## PROBLEM REQUIREMENTS
Set the data down again, exactly as it appears below.

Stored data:

BEGIN

PR #150, opened 2022-08-31
Investigate CI hangup on #116

vojtechszocs:


vojtechszocs:
With #165 and openshift/release#32497 merged, `ci-operator` builds should now use a builder image that comes with Node.js `v16.17.1` with increased heap limit via `--max-old-space-size=4096` option.

PR #151, opened 2022-09-06
[HAC-2113] LabelList utility component

vidyanambiar:
Jira issue: [HAC-2113](https://issues.redhat.com/browse/HAC-2113)

This PR is for providing a LabelList utility that can be used to construct the details page for a resource.

Test with `yarn storybook`


.vscode/launch.json
```diff
@@ -0,0 +1,20 @@
+{
+  // Use IntelliSense to learn about possible attributes.
```
florkbr, line 2: @vidyanambiar did you intend to check in this vscode config?

vidyanambiar: @florkbr Yes - I thought it would make it easy to debug in the future. If it isn't helpful, I can pull it out. LMK

PR #152, opened 2022-09-12
Pass correct props to rowActions onClick

fhlavac:
This adds passing row data as row actions' `onClick` function params.

Thanks @kdoberst for reporting that!


kdoberst:
Looks good to me - this should pass the info that I need.

kdoberst:
@vojtechszocs  the label is actually
/approve

PR #153, opened 2022-09-12
Use FEC toolbar in ListView

fhlavac:
https://issues.redhat.com/browse/HAC-1714

Replaced custom toolbar used in ListView with one from https://github.com/RedHatInsights/frontend-components to make it easier to be maintained in the future. Also added a possibility to define global toolbar actions using `globalActions` property

actions

https://github.com/RedHatInsights/frontend-components/tree/master/packages/components/src/PrimaryToolbar


packages/lib-utils/src/components/list-view/ListView.tsx
```diff
@@ -1,38 +1,26 @@
...
-  ToolbarContent,
-  ToolbarItem,
-  ToolbarItemVariant,
-} from '@patternfly/react-core';
-import { FilterIcon } from '@patternfly/react-icons';
+import { Pagination, PaginationVariant } from '@patternfly/react-core';
+import type {
+  ConditionalFilterItem,
+  FilterChipGroup,
+} from '@redhat-cloud-services/frontend-components';
```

END

## OUTPUT OF THE TASK
PR #150, opened 2022-08-31
Investigate CI hangup on #116

vojtechszocs:


vojtechszocs:
With #165 and openshift/release#32497 merged, `ci-operator` builds should now use a builder image that comes with Node.js `v16.17.1` with increased heap limit via `--max-old-space-size=4096` option.

PR #151, opened 2022-09-06
[HAC-2113] LabelList utility component

vidyanambiar:
Jira issue: [HAC-2113](https://issues.redhat.com/browse/HAC-2113)

This PR is for providing a LabelList utility that can be used to construct the details page for a resource.

Test with `yarn storybook`


.vscode/launch.json
```diff
@@ -0,0 +1,20 @@
+{
+  // Use IntelliSense to learn about possible attributes.
```
florkbr, line 2: @vidyanambiar did you intend to check in this vscode config?

vidyanambiar: @florkbr Yes - I thought it would make it easy to debug in the future. If it isn't helpful, I can pull it out. LMK

PR #152, opened 2022-09-12
Pass correct props to rowActions onClick

fhlavac:
This adds passing row data as row actions' `onClick` function params.

Thanks @kdoberst for reporting that!


kdoberst:
Looks good to me - this should pass the info that I need.

kdoberst:
@vojtechszocs  the label is actually
/approve

PR #153, opened 2022-09-12
Use FEC toolbar in ListView

fhlavac:
https://issues.redhat.com/browse/HAC-1714

Replaced custom toolbar used in ListView with one from https://github.com/RedHatInsights/frontend-components to make it easier to be maintained in the future. Also added a possibility to define global toolbar actions using `globalActions` property

actions

https://github.com/RedHatInsights/frontend-components/tree/master/packages/components/src/PrimaryToolbar


packages/lib-utils/src/components/list-view/ListView.tsx
```diff
@@ -1,38 +1,26 @@
...
-  ToolbarContent,
-  ToolbarItem,
-  ToolbarItemVariant,
-} from '@patternfly/react-core';
-import { FilterIcon } from '@patternfly/react-icons';
+import { Pagination, PaginationVariant } from '@patternfly/react-core';
+import type {
+  ConditionalFilterItem,
+  FilterChipGroup,
+} from '@redhat-cloud-services/frontend-components';
```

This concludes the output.